# Question Of The Week... (2022 week 43)



## ripjack13 (Oct 30, 2022)

There's a few holidays coming up that always have people looking for ideas to make. So, with that said, 
*What kind of projects do you make for holiday gifts?*




-------------------------------------------------------------------------------


**Rules**
There is no minimum post requirement,
primates, woodticks, wood spinners, and leprechauns are welcome to post an answer.
Let's go Astros!


----------



## 2feathers Creative Making (Oct 30, 2022)

I just make gifts as it strikes me. The gifts are not holiday related , just gifts that I think a friend or family might enjoy. Pens, storage boxes, slabs of lumber from the customer trees if they are interested...

Reactions: Like 4


----------



## duncsuss (Oct 30, 2022)

Kind of random (unless I know the person likes specific things or has a specific need.)

Reactions: Like 3 | Agree 1


----------



## woodtickgreg (Oct 30, 2022)

Bah humbug....

Reactions: Like 2 | Agree 1 | Funny 2 | Sincere 1


----------



## 2feathers Creative Making (Oct 30, 2022)

To clarify, I have never in my 40+ years set up a Christmas tree in my house nor did my parents. We also generally only got cake on birthdays while growing up. Ice cream happened when we had company. We grew up poor with an emphasis on family and the idea that if someone needed a gift, then why wait til the holidays.

Reactions: Like 3 | Sincere 1


----------



## Tom Smart (Oct 30, 2022)



Reactions: Like 5 | Way Cool 5


----------



## Mike1950 (Oct 30, 2022)

Boxes

Reactions: Like 3


----------



## Nature Man (Oct 30, 2022)

Kitchen utensils, bowls, cutting boards. Nothing this year as my shop is not up and running yet. Chuck

Reactions: Like 2


----------



## Tony (Oct 30, 2022)

It depends on the person, I don't decide "this year, I'm making pens for everyone". Different per person.

Reactions: Like 5


----------



## woodtickgreg (Oct 30, 2022)

I cook the meals and I always try to make that something special for all to enjoy. 
Handmade gifts come whenever throughout the year.
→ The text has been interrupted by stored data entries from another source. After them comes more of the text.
PR #41, opened 2017-10-20
[WIP] place static vars at the end of RAM

### LINKED ISSUE #34: (Zero cost) stack overflow protection
Today, the layout of RAM looks like this (assuming no heap and a single RAM region):

today

With this layout when a stack overflow occurs `static` variables end up being overwritten /
corrupted *silently*.

This scenario can be avoided by simply changing the memory layout to look like this:

ideal

In this new scenario a stack overflow will hit the lower RAM boundary. Trying to write beyond the
RAM boundaries raises a HardFault exception. Thus, in theory, the HardFault exception handler
could be used as a stack overflow handler.

In systems where heap memory, which by default starts where the `static` region ends and grows
upwards, exists a similar reordering of the regions can be applied.

### Implementation

To my knowledge this can't be implement using only linker scripts. With a linker script you can
instruct the linker where to *start* a memory region but you can't specify the end address of the
region.

The related bits of the linker script we use are shown below:

```
PROVIDE(_stack_start = ORIGIN(RAM) + LENGTH(RAM));

SECTIONS
{
  /* .. */
  .bss : ALIGN(4)
  {
    _sbss = .;
    *(.bss .bss.*);
    . = ALIGN(4);
    _ebss = .;
  } > RAM

  .data : ALIGN(4)
  {
    _sidata = LOADADDR(.data);
    _sdata = .;
    *(.data .data.*);
    . = ALIGN(4);
    _edata = .;
  } > RAM AT > FLASH

  /* The heap starts right after the .bss + .data section ends */
  _sheap = _edata;

  /* .. */
}
```

A C implementation of this region reordering uses a two step linking process. See 
[this StackOverflow answer](https://stackoverflow.com/a/39477543) for details.

### Other options for stack overflow protection

Assuming that we can't change the memory layout. We could:

- Use the MPU (Memory Protection Unit) to mark the upper boundary of the `static` region as
  read-only. In this scenario when a stack overflow occurs a MemManage exception is raised. This has
  an initialization cost but no runtime cost. The downside is that not all microcontrollers have a
  MPU.

- Implement stack probes for the Cortex-M targets. I believe enabling stack probes carries a runtime
  cost (per function call?) but I'm not sure.

japaric:
so that the stack can never collide into them

closes #34

---

So, this works but there's a downside: the debug information about static
variables is wrong; it says that they are located at the start of the RAM region
when they are actually located at the end of RAM.

I tried @whitequark's suggested approach about placing the static section twice
but ran into two problems:

- ld doesn't like placing the same input section into two different output
sections. Basically if you have something like this

```
._bss : {
  *(.bss);
}

.bss : {
  *(.bss);
}
```

`._bss` will have the input sections but `.bss` will be empty. I think this
makes sense because if duplication was allowed you will end with duplicated
symbols (i.e. the names would crash: there would be a `FOO` in `._bss` and
another `FOO` in `._bss`)

- you can't discard an *output* section. AFAICT, `/DISCARD/` only works on input
sections. 

Assuming that we are OK with losing the debug information about static variables
and landing this we still have to decide how to deal with a heap region. I think
we would have to ask the user for a `_heap_size` to place a fixed size heap
region at the end of RAM, before the static variables. So starting from the end
of RAM the regions would be: heap, static, stack.

cc @pftbest could you or would you be willing to adopt these changes for
msp430-rt?

### DIFF
--- a/link.x
+++ b/link.x
@@ -12,7 +12,7 @@ EXTERN(EXCEPTIONS);
    object file that's passed to the linker *before* this crate */
 EXTERN(INTERRUPTS);
 
-PROVIDE(_stack_start = ORIGIN(RAM) + LENGTH(RAM));
+_eram = ORIGIN(RAM) + LENGTH(RAM);
 
 SECTIONS
 {
@@ -48,22 +48,42 @@ SECTIONS
     . = ALIGN(4);
   } > FLASH
 
+  /* "fake" .bss section, just to get its size */
   .bss : ALIGN(4)
   {
-    _sbss = .;
     *(.bss .bss.*);
     . = ALIGN(4);
-    _ebss = .;
   } > RAM
 
+  /* "fake" .data section, just to get its size */
   .data : ALIGN(4)
   {
-    _sidata = LOADADDR(.data);
-    _sdata = .;
     *(.data .data.*);
     . = ALIGN(4);
-    _edata = .;
   } > RAM AT > FLASH
+
+  /* create the variables that RAM initialization will use */
+  /* here we create the following memory layout */
+  /*                                            */
+  /*  _ebss +-------+ ORIGIN(RAM) + LENGTH(RAM) */
+  /*        | .bss  |                           */
+  /* _edata +-------+ _sbss                     */
+  /*        | .data |                           */
+  /* _sdata +-------+                           */
+  /*        |       |                           */
+  /*        |       |                           */
+  /*        | STACK |                           */
+  /*        |       |                           */
+  /*        |       |                           */
+  /*        +-------+ ORIGIN(RAM)               */
+  _sbss = _eram - SIZEOF(.bss);
+  _ebss = _eram;
+
+  _sdata = _eram - SIZEOF(.bss) - SIZEOF(.data);
+  _edata = _sbss;
+  _sidata = LOADADDR(.data);
+
+  PROVIDE(_stack_start = _sdata);
 
   /* fake output .got section */
   /* Dynamic relocations are unsupported. This section is only used to detect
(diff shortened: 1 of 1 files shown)


pftbest:
Hello, @japaric . I don't think I will port this on MSP430, because chips that I work with have peripheral registers right below the RAM region. So in case of stack overflow program will start writing garbage into peripherals and I think this is even more terrible than overwriting static variables.

japaric:
> So in case of stack overflow program will start writing garbage into peripherals and I think this is even more terrible than overwriting static variables.

That sound horrible.

> the debug information about static variables is wrong

Ugh, I was so focused on getting the start of the stack and the RAM init correct that I failed to notice that not only debug info is wrong but also the operations on the static variables are wrong as well ... the operations are done assuming the static vars are allocated at the start of the RAM region.

So, this actually doesn't work. I'll have to think of some other way.

japaric:
For anyone watching, the next thing that I'm going to try here is the double linking approach. I intend to create a linker wrapper -- let's call it `swap-ld` -- that will invoke `arm-none-eabi-ld` twice. The first time it will invoke it normally. Then `swap-ld` will look at the produced object file to extract the size of the `.bss` and `.data` sections. On the second `arm-none-eabi-ld` invocation `swap-ld` will pass some extra arguments to `arm-none-eabi-ld` to define a few symbols (`_sbss`, `_sdata` and `_sstack` probably). The cortex-m-rt linker script will be tweaked to use these symbols, when defined, to swap the stack and the `.bss+.data` section. The linker script will be modified in such a way that when using vanilla `arm-none-eabi-ld` you get the same memory layout as today but when you use `swap-ld` (e.g. you set it in .cargo/config) as a linker you get the swapped version that provides zero cost stack overflow protection.

I think that approach should work.

japaric:
@whitequark do you have a less complex suggestion?

Note that (a) this is going to be opt-in (you have to specify the `swap-ld` linker to opt in); normal builds will continue to operate the same (single link step and same memory layout as today) and (b) we would control `swap-ld` so we can add all the debugging information we want -- we can even have it enabled by default if that's less surprising (having two link steps is unusual so it might be better to be explicit about it).

I personally think that the extra complexity is worth closing this memory safety hole but I would gladly implement this in a simpler way if I knew how. Regardless of how this is ultimately implemented, I think it's useful to experiment with the alternative memory layout early on to see if there are any other problems with it and to start thinking about how to deal with the heap.

whitequark:
As an optional solution it sounds good, at least in the interim while there is no better option.

japaric:
Closing in favor of #43, which actually works.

Reactions: Like 5 | Agree 1


----------



## Mr. Peet (Oct 30, 2022)

Tom Smart said:


> View attachment 233031
> 
> View attachment 233032


Picture 1: Huddled in the faceless masses if we just look closer we can recognize and connect with some more easily. Some have stripes to stand out, or to blend in. Some are simply stoned crying out for help. Looking closer we can see that things are not as cut and dry, nor black and white. Picture 2: Sometimes they are reaching out, asking for help, sometimes they are offering a warm embrace, and not the cold shoulder we often perceive.

Reactions: Like 2


----------



## trc65 (Oct 30, 2022)

I turn Christmas ornaments each year for everyone in the family (couples only get one), will be making 16+ this year. Have done snowmen, penguins, angels for displays, need another type figurine, or another style to make this year. Planning to make boxes for all the nieces/nephews. Christmas is also the time I empty out the shop of completed projects that I've done during the year. I also try to find a new project or kit I've not made before to give to a few. Nobody has complained yet that they have too many bowls, forms, etc so I'm probably good for a while yet.

Reactions: Like 3


----------



## Tom Smart (Oct 30, 2022)

Ahhh, OK(?)


----------



## DLJeffs (Oct 30, 2022)

Since I only do flat work, I've made cribbage boards, boxes and I made a bank for my grandson last year.

Reactions: Like 5


----------



## Mr. Peet (Oct 31, 2022)

trc65 said:


> I turn Christmas ornaments each year for everyone in the family (couples only get one), will be making 16+ this year. Have done snowmen, penguins, angels for displays, need another type figurine, or another style to make this year. Planning to make boxes for all the nieces/nephews. Christmas is also the time I empty out the shop of completed projects that I've done during the year. I also try to find a new project or kit I've not made before to give to a few. Nobody has complained yet that they have too many bowls, forms, etc so I'm probably good for a while yet.


You could turn some ornaments, like the Christmas trees that are one sided and cut in half to make a cookie cutter tree.

Reactions: Like 2


----------



## Mike Hill (Oct 31, 2022)

A pen or a painting - next year knives. Unless for the wife - she's gots specifics!

Reactions: Like 4


----------



## JonathanH (Oct 31, 2022)

We mix it up and vary it by person. My wife makes soap from scratch and this is always requested by a few. A year ago we made a bunch of batches of beef jerky. This year will be smoked pecans, knives, and cutting boards. Perhaps a few pens. A few select customers will get a pen or captured golf ball.

Reactions: Like 4


----------



## T. Ben (Nov 1, 2022)

Pens and ornaments so far.

Reactions: Like 2


----------



## Lou Currier (Nov 21, 2022)

Whatever I turn and want to give away

Reactions: Like 3


----------